-- RECORDS PROVIDED follows --

PR #1243, opened 2022-11-28
[make:registration] drop guard authentication support

jrushlow:
A wee bit late - but this pr drops the use of the old `guard` authenticators from `4.x`

## DX

- login after registration: 
Previously we asked which firewall to use -> which authenticator, etc... Now we just grab all of the authenticators available and let the user choose in one question.

internally we iterate through all of the `security.firewalls` to looking for a built in authenticator or a `custom_authenticator`. If multiple choices are found, we ask the user which one to use. e.g. 

image

If only 1 authenticator was found, obviously don't ask which one to use...

we support 
```yaml 
custom_authenticator: App\My\Authenticator
``` 

&&

```yaml
custom_authenticator:
    - App\My\Authenticator
```

Both of which appear to be valid way to declare a custom authenticator.

## Under the hood

- an `Authenticator` value object && a `AuthenticatorType` enum are introduced to get us away from passing around array's of array's of array's... Goal is to bring better visibility at a glance when reviewing code && get us closer to implementing static analysis without headaches..

- we generate the code to login a user by calling `Security::login($user, 'name_of_authenticator', 'name_of_firewall')` in the template. Most users do not need the 3rd `firewall` parameter, but I'm pulling the "keep maintainers lives easier by writing less code" card. If this bug's folks, later, we can add in additional logic && conditionals to determine _if_ there are multiple firewalls.

refs: https://github.com/SymfonyCasts/verify-email-bundle/issues/126


tests/fixtures/make-registration-form/expected/RegistrationControllerNoLogin.php
```diff
@@ -0,0 +1,43 @@
...
+{
+    #[Route('/register', name: 'app_register')]
+    public function register(Request $request, UserPasswordHasherInterface $userPasswordHasher, EntityManagerInterface $entityManager): Response
+    {
+        $user = new User();
+        $form = $this->createForm(RegistrationFormType::class, $user);
+        $form->handleRequest($request);
+
+        if ($form->isSubmitted() && $form->isValid()) {
+            // encode the plain password
```
weaverryan, line 24:
```suggestion
            // hash the plain password
```

tests/fixtures/make-registration-form/expected/RegistrationControllerNoLogin.php
```diff
@@ -0,0 +1,43 @@
...
+
+            $entityManager->persist($user);
+            $entityManager->flush();
+            // do anything else you need here, like send an email
+
+            return $this->redirectToRoute('app_login');
+        }
+
+        return $this->render('registration/register.html.twig', [
+            'registrationForm' => $form->createView(),
```
weaverryan, line 40: It might not be worth the bother... cause of the complexity, but in Symfony 6.2, you don't need to call `->createView()` when using `->render()`: it happens automatically.

tests/fixtures/make-registration-form/expected/RegistrationControllerFormLogin.php
```diff
@@ -0,0 +1,48 @@
...
+                    $form->get('plainPassword')->getData()
+                )
+            );
+
+            $entityManager->persist($user);
+            $entityManager->flush();
+
+            // do anything else you need here, like send an email
+
+            $security->login($user);
```
weaverryan, line 39:
```suggestion
            return $security->login($user);
```

The authenticators doesn't HAVE to return a `Response`... but whatever authenticator you're using as your "log in" for registration, I think, would return a response. And we want to use that response.

src/Maker/MakeRegistrationForm.php
```diff
@@ -209,17 +212,36 @@ private function interactAuthenticatorQuestions(InputInterface $input, ConsoleSt
...
-                    $authenticatorClasses
-                );
+        // get list of authenticators
+        $authenticators = $interactiveSecurityHelper->getAuthenticatorClasses($firewallsData[$firewallName]);
+
+        $canLoginAfterRegistration = $this->canSecurityBundleLogin;
+
+        if (!$this->canSecurityBundleLogin) {
+            foreach ($authenticators as $authenticator) {
+                if (!$authenticator->isNative()) {
```
weaverryan, line 222: I don't like this `isNative()`: we're hardcoding valid "authenticators". Can't we allow the user to choose from *all* possible if there are multiple? Could we get the list of "authenticator names" the same way that the `Security` class does - e.g. however this `authenticators` property is set?

src/Security/InteractiveSecurityHelper.php
```diff
@@ -142,26 +143,36 @@ public function guessPasswordField(SymfonyStyle $io, string $userClass): string
         );
     }
 
+    /**
+     * @return AuthenticatorType[]
+     */
     public function getAuthenticatorClasses(array $firewallData): array
```
weaverryan, line 149: This doesn't really return authenticator "classes" anymore, does it? Let's rename

src/Maker/MakeRegistrationForm.php
```diff
@@ -209,17 +212,36 @@ private function interactAuthenticatorQuestions(InputInterface $input, ConsoleSt
...
-                1 === \count($authenticatorClasses) ? $authenticatorClasses[0] : $io->choice(
-                    'Which authenticator\'s onAuthenticationSuccess() should be used after logging in?',
-                    $authenticatorClasses
-                );
+        // get list of authenticators
+        $authenticators = $interactiveSecurityHelper->getAuthenticatorClasses($firewallsData[$firewallName]);
+
+        $canLoginAfterRegistration = $this->canSecurityBundleLogin;
+
+        if (!$this->canSecurityBundleLogin) {
```
weaverryan, line 220: What about calling the property something like `supportsLoginByAuthenticatorName()`

tests/fixtures/make-registration-form/expected/RegistrationControllerNoLogin.php
jrushlow: i'd say it's safe to remove that now...

src/Security/InteractiveSecurityHelper.php
```diff
@@ -140,22 +143,57 @@ public function guessPasswordField(SymfonyStyle $io, string $userClass): string
...
+                    continue;
+                }
+
+                // custom_authenticators can be set as a string or an array in security.yaml
+                if (\is_string($configData)) {
+                    $configData = [$configData];
+                }
+
+                foreach ($configData as $customAuthenticatorClass) {
+                    //                    if (!class_exists($customAuthenticatorClass)) {
```
jrushlow, line 180: I'm not sure if we _should_ check if the authenticator exists and that it implements `AuthenticatorInterface::class`. Doing so would be a bonus? but it would also require refactoring the test suite to implement a concrete `CustomAuthenticatorFixture::class` Thoughts?

src/Maker/MakeRegistrationForm.php
```diff
@@ -339,14 +339,13 @@ public function generate(InputInterface $input, ConsoleStyle $io, Generator $gen
                     'from_email' => $this->fromEmailAddress,
                     'from_email_name' => addslashes($this->fromEmailName),
                     'email_getter' => $this->emailGetter,
-                    'authenticator_class_name' => $this->autoLoginAuthenticator ? Str::getShortClassName($this->autoLoginAuthenticator) : null,
-                    'authenticator_full_class_name' => $this->autoLoginAuthenticator,
-                    'firewall_name' => $this->firewallName,
                     'redirect_route_name' => $this->redirectRouteName,
-                    'password_hasher_class_details' => $generator->createClassNameDetails(UserPasswordHasherInterface::class, '\\'),
+                    'password_hasher_class_details' => $hasherDetails = $generator->createClassNameDetails(UserPasswordHasherInterface::class, '\\'),
+                    'password_hasher_variable_name' => sprintf('$%s', lcfirst($hasherDetails->getShortName())),
```
weaverryan, line 344: Does this stuff still need to be dynamic?

src/Security/InteractiveSecurityHelper.php
weaverryan: I'm actually a bit lost in this method. We're looping over the keys under a firewall, right? And the first if statement with `tryFrom` will exit unless the key matches the specific set we have in `AuthenticatorType`, right? So then, `$configData` is represents the values beneath those keys. So if I have:

```
firewalls:
    main:
        form_login:
            path: /login
```

Won't `$configData` at this point be `['path' => '/login']`? Or am I totally misreading the method?

weaverryan (changes requested):

src/Security/InteractiveSecurityHelper.php
```diff
@@ -196,6 +180,96 @@ public function guessIdGetter(SymfonyStyle $io, string $userClass): string
...
+     *
+     * @param array<string, mixed> $firewallConfig
+     *
+     * @return Authenticator[]
+     */
+    private function getAuthenticatorsFromConfigData(array $firewallConfig, string $firewallName): array
+    {
+        $authenticators = [];
+
+        foreach ($firewallConfig as $potentialAuthenticator => $configData) {
```
jrushlow, line 226: ahh... lost the review comment on push...

@weaverryan:
I'm actually a bit lost in this method. We're looping over the keys under a firewall, right? And the first if statement with tryFrom will exit unless the key matches the specific set we have in AuthenticatorType, right? So then, $configData is represents the values beneath those keys. So if I have:
```yaml
firewalls:
    main:
        form_login:
            path: /login
```

Won't $configData at this point be ['path' => '/login']? Or am I totally misreading the method?

jrushlow: no I think you're thinking 1 level too deep..

We pass in `security.firewalls` -> iterate over each key in `firewalls` to give us:
```yaml
main:
    path: '/some-path'
    form_login:
        - option
        ....
    custom_authenticators:
        - some authenticator    
anotherFirewall:
dev:
test:
```

`tryFrom($potentialAuthenticator)` checks if the "key" is `form_login`, 'custom_authenticator`, or `path`. If it _is_ path, `tryFrom()` returns `null` and we `continue`.

Now `$potentialAuthenticator` is either `form_login` or `custom_authenticator` and `$configData` is the array of either of their stuff..

If its `form_login`, we create the value object and add it to `authenticators[]` otherwiser we now know that `$potentialAuthenticator === 'custom_authenticator'` and `configData` is either `(string) MyCustom` or [MyCustom, NotSureWhyYouCanHave2ButYouCan]

src/Security/InteractiveSecurityHelper.php
```diff
@@ -196,6 +180,96 @@ public function guessIdGetter(SymfonyStyle $io, string $userClass): string
         );
     }
 
+    /**
+     * @param array<string, array<string, mixed>> $firewalls Config data from security.firewalls
+     *
+     * @return Authenticator[]
+     */
+    public function getAuthenticatorsFromConfig(array $firewalls): array
```
jrushlow, line 188: `getAuthenticatorsInFirewallsConfig`?

src/Maker/MakeRegistrationForm.php
jrushlow: Dunno, I thought it was a good idea 2 years ago :D I'll check haha

src/Security/InteractiveSecurityHelper.php
weaverryan: Yup, it looks clear now 👍

weaverryan (approved):
If things are working, let's roll with this 👍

-- RECORDS PROVIDED concluded --

WHAT NEEDS TO BE DONE –
Beginning with the top line of the data above, output every line exactly until the one that contains "## Under the hood", and include that one too.

YOUR SOLUTION –
PR #1243, opened 2022-11-28
[make:registration] drop guard authentication support

jrushlow:
A wee bit late - but this pr drops the use of the old `guard` authenticators from `4.x`

## DX

- login after registration: 
Previously we asked which firewall to use -> which authenticator, etc... Now we just grab all of the authenticators available and let the user choose in one question.

internally we iterate through all of the `security.firewalls` to looking for a built in authenticator or a `custom_authenticator`. If multiple choices are found, we ask the user which one to use. e.g. 

image

If only 1 authenticator was found, obviously don't ask which one to use...

we support 
```yaml 
custom_authenticator: App\My\Authenticator
``` 

&&

```yaml
custom_authenticator:
    - App\My\Authenticator
```

Both of which appear to be valid way to declare a custom authenticator.

## Under the hood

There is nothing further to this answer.